The Connecticut Education Association — the state’s largest teachers’ union — and education officials from the districts are balking at the request.
“The CEA has always understood teacher evaluations to be highly sensitive and confidential,” union President Sheila Cohen, wrote in a signed affidavit to the court on March 3.
“To allow these evaluations to be disclosed, even in redacted form, and without consent of teachers breaches the confidentiality our teachers anticipated,” wrote Cohen.
The state’s Office of the Attorney General in February asked the court to compel Bridgeport, Danbury, Hartford, New Britain, New London, Norwich, Plainfield, Waterford and Windham to turn over the evaluation of every teacher these districts have employed since 2010.
The state is being sued by a coalition of school boards, teachers’ unions and parents from these districts and the attorney general’s office argues they need these documents to defend against claims that these districts fail to provide “highly qualified teachers.”
“We are clearly entitled to defend against these allegations and the teacher and administrator evaluations are relevant,” Assistant Attorney General Eleanor M. Mullen wrote the attorney for the coalition suing the state.
The Connecticut Supreme Court in 2010 ruled that the fundamental right to public education under the state Constitution guarantees students the right to a minimum qualitative standard and “suitable” educational opportunities. The Supreme Court returned the case for trial to the Hartford Superior Court to determine whether the state has met that standard and, if not, what remedies should be ordered.

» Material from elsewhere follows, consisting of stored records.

PR #4042, opened 2020-05-25
Testing: Add and test padPrefs for helper.newPad

orblivion:
This allows for setting "prefs" in tests, which is going to be very useful if not vital for testing ep_webrtc. (I use it here: https://github.com/ether/ep_webrtc/pull/56).

Also, I fixed a couple unrelated front end tests that were failing locally. All pass now on Firefox and Chromium!

### DIFF
--- a/tests/frontend/helper.js
+++ b/tests/frontend/helper.js
@@ -52,11 +52,26 @@ var helper = {};
     return win.$;
   }
 
-  helper.clearCookies = function(){
+  helper.clearSessionCookies = function(){
     // Expire cookies, so author and language are changed after reloading the pad.
     // See https://developer.mozilla.org/en-US/docs/Web/API/Document/cookie#Example_4_Reset_the_previous_cookie
     window.document.cookie = 'token=;expires=Thu, 01 Jan 1970 00:00:00 GMT; path=/';
     window.document.cookie = 'language=;expires=Thu, 01 Jan 1970 00:00:00 GMT; path=/';
+  }
+
+  // Can only happen when the iframe exists, so we're doing it separately from other cookies
+  helper.clearPadPrefCookie = function(){
+    helper.padChrome$.document.cookie = 'prefsHttp=;expires=Thu, 01 Jan 1970 00:00:00 GMT';
+  }
+
+  // Overwrite all prefs in pad cookie. Assumes http, not https.
+  //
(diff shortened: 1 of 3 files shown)


tests/frontend/helper.js
```diff
@@ -100,10 +115,16 @@ var helper = {};
...
+        if (opts.clearCookies) {
+          helper.clearPadPrefCookie();
+        }
+        if (opts.padPrefs) {
+          helper.setPadPrefCookie(opts.padPrefs);
+        }
         helper.waitFor(function(){
           return !$iframe.contents().find("#editorloadingbox").is(":visible");
         }, 50000).done(function(){
-          helper.padChrome$ = getFrameJQuery(                $('#iframe-container iframe'));
```
orblivion, line 106: Whereas the other two seem to require the page to have loaded, the iframe itself doesn't. And that's great, because now we can grab it ahead of time and set the prefs cookie way sooner. Soon enough for my ep_webrtc test anyway.

tests/frontend/specs/embed_value.js
```diff
@@ -19,8 +19,8 @@ describe("embed links", function(){
     var width = $embediFrame.attr("width");
     var height = $embediFrame.attr("height");
     var name = $embediFrame.attr("name");
-    expect(width).to.be('600');
-    expect(height).to.be('400');
+    expect(width).to.be('100%');
+    expect(height).to.be('600');
```
orblivion, line 23: 23307d14d57c462b66a4bb15d3acde9e9dcf4c90

tests/frontend/specs/helper.js
```diff
@@ -82,21 +92,39 @@ describe("the test helper", function(){
...
+            expect(window.document.cookie).to.not.be(firstCookie);
 
             // click on the settings button to make settings visible
             var $userButton = chrome$(".buttonicon-showusers");
             $userButton.click();
 
             // confirm that the session was actually cleared
             var $usernameInput = chrome$("#myusernameedit");
-            expect($usernameInput.val()).to.be('')
+            expect($usernameInput.val()).to.be('Enter your name');
```
orblivion, line 108: Not sure how this was passing before. This text looks like it was introduced long ago. Maybe we recently fixed a bug that was keeping it from appearing?

JohnMcLear: Probably!

Issue #3883, opened 2020-04-18
Wrong url address when I use read only mode


alekso87:
Hi everyone! I use this config https://github.com/ether/etherpad-lite/wiki/How-to-put-Etherpad-Lite-behind-a-reverse-Proxy#hosted-at--with-friendly-urls-for-pads, a little modified for myself.
![33](https://user-images.githubusercontent.com/25965602/79641711-e3376e80-81a1-11ea-9172-62076eed092a.gif)

JohnMcLear:
Works fine here: https://video.etherpad.com/p/testreadonlyURI

Possibly a setting?

Video.etherpad.com is running nginx reverse proxy too..

alekso87:
@JohnMcLear I see, but i use settings without /p/

JohnMcLear:
Afaik the read only URI is computed based on the location of ``/p/``, I think you would need to look at the logic around that and compute it from a setting or so?  Are you hoping to hack on some of this stuff or just making issues for now?

I just don't want them to go into a black hole because I wouldn't consider this a bug but a quirk of your specific deployment so for core devs it's gonna be low down on the priority list -_-  We don't like having open bugs though!

alekso87:
> Are you hoping to hack on some of this stuff or just making issues for now?
I followed the instructions from your wiki. I like this setting, where there are no extra parameters in the url.

I showed that with this configuration and the inclusion of "read-only", the URL breaks and there is no mention of a domain.

> We don't like having open bugs though!
And who loves bugs?

muxator:
@alekso87, I am sure there is some quirk somewhere in the code.

If possible, try to find it, and send a PR.

If it takes too much time, or happens to be too difficult, please [update the wiki page](https://github.com/ether/etherpad-lite/wiki/How-to-put-Etherpad-Lite-behind-a-reverse-Proxy#hosted-at--with-friendly-urls-for-pads) mentioning the problem you just found. At least this would not be surprising anymore.

That would be helpful and really appreciated. Thank you.

alekso87:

The teachers’ union and the Connecticut Coalition for Justice in Education Funding coalition — which represents the plaintiffs in the case — responded to the state’s request for teacher evaluations citing state law, which specifically exempts these performance records from being disclosed.
“Disclosure of evaluations to anyone would defeat the legislative intent to preserve the integrity of the evaluation process,” which is to help teachers improve, David Rosen, a New Haven-based attorney wrote the court earlier this month.

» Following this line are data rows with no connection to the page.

PR #4072, opened 2020-06-02
Fix bad merge conflict resolution

rhansen:
The series of commits I made for PR #4008 were squashed into a single commit and rebased. Somewhere along the way a mistake was made in a merge conflict resolution, resulting in some bad code in `bin/buildForWindows.sh`. This PR reverts the squashed commit and re-does the original series of commits.

**PLEASE DO NOT SQUASH AND MERGE. CHOOSE "Create a merge commit" INSTEAD.**

### DIFF
--- a/bin/buildForWindows.sh
+++ b/bin/buildForWindows.sh
@@ -1,26 +1,26 @@
 #!/bin/sh
 
-#Move to the folder where ep-lite is installed
+# Move to the folder where ep-lite is installed
 cd $(dirname $0)
 
-#Was this script started in the bin folder? if yes move out
+# Was this script started in the bin folder? if yes move out
 if [ -d "../bin" ]; then
   cd "../"
 fi
 
-#Is wget installed?
+# Is wget installed?
 hash wget > /dev/null 2>&1 || {
   echo "Please install wget" >&2
   exit 1
 }
 
-#Is zip installed?
+# Is zip installed?
 hash zip > /dev/null 2>&1 || {
   echo "Please install zip" >&2
   exit 1
 }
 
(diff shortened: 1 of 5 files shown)


JohnMcLear:
This repo doesn't have create a merge commit enabled.  Can you ELI5 why that approach is better?

rhansen:
> This repo doesn't have create a merge commit enabled.

Hmm, that's unfortunate. While that "Create a merge commit" option can result in a tangled history that is hard to review, squashing is often worse. The third option ("Rebase and merge") is not great as it doesn't create a merge commit (it fast-forwards). Ideally GitHub would add a fourth choice to rebase and create a merge commit (see isaacs/github#1143 and isaacs/github#1017).

Even with that option disabled you should be able to manually create a merge commit:

```shell
# Clone the etherpad repo from scratch so you don't have to worry
# about local divergence, the current state of your upstream tracking
# branches, etc.
git clone git@github.com:ether/etherpad-lite.git
cd etherpad-lite
# Add a remote for my fork
git remote add rhansen https://github.com/rhansen/etherpad-lite.git
# Fetch the commits from my fork
git remote update -p
# Merge no-ff my PR branch into your local develop branch.
# THE --no-ff ARGUMENT IS CRITICAL TO PREVENT A FAST-FORWARD MERGE.
git merge --no-ff rhansen/fix-bad-conflict-resolution
# Push the result
git push
```

> Can you ELI5 why that approach is better?

See https://stackoverflow.com/a/15721436.

In this specific case, squashing the commits will squash the revert with the re-do, which is generally bad practice.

“Teachers may have taken different measure to challenge parts of the evaluation process had they known that these evaluations would now be made available… Ordering the production of teacher evaluations pursuant to a civil discovery request would set a dangerous precedent,” wrote Cohen, the head of the teachers’ union.
School officials from the districts asked to provide the documents wrote to the court to share similar concerns, as well as to outline how burdensome complying with such a requirement would be. They report they have turned over 100,000 pages of documents requested by the attorney general’s office so far covering the last 12 years, including school climate surveys, any newsletter or brochure the district has created, all studies relating to preschool, and budget documents.

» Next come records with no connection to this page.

PR #4073, opened 2020-06-02
Timeslider export links numeric pads

JohnMcLear:
Uses basic splits instead of complex regular expression.

All we're doing is rewriting a url not landing a rocket ship.


JohnMcLear:
Ehh? ?  We have loads of ``const`` and ``let``'s in the code base...  Lemme try that out..

JohnMcLear:
Okay looks like most JS isn't minified that uses const/let..  will fix on this branch and send another PR to use https://www.npmjs.com/package/terser

JohnMcLear:
pushed, give that a tr y:)

rittmeier:
>  ./src/node_modules/.bin/uglifyjs src/static/js/timeslider.js
Parse error at src/static/js/timeslider.js:157,12
        let type = this.href.split('export/')[1];
            ^
ERROR: Unexpected token: name «type», expected: punc «;»

It does not like the let in line 157 and 158....

JohnMcLear:
Sorry was focusing on getting the uglifyJS stuff migrated to terser, that's done now and this should now work :)

JohnMcLear:
Okay will do some test coverage shortly if I can, either way this is good for merge.  Will wait for @muxator to merge though as it's my PR.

But when it comes to their refusal to release the evaluations, the attorney general’s office said they must turn them over.
“The Districts have not pointed us to any authority establishing a statutory or constitutional right of teachers and administrators to shield their evaluations from discovery in civil litigation,” Mullen, the assistant attorney general, wrote the court.
This request is timely not only in relation to the Sept. 9 trial date, but also in that the districts across the state are in their first year of rolling out a controversial new teacher evaluation process mandated by the state.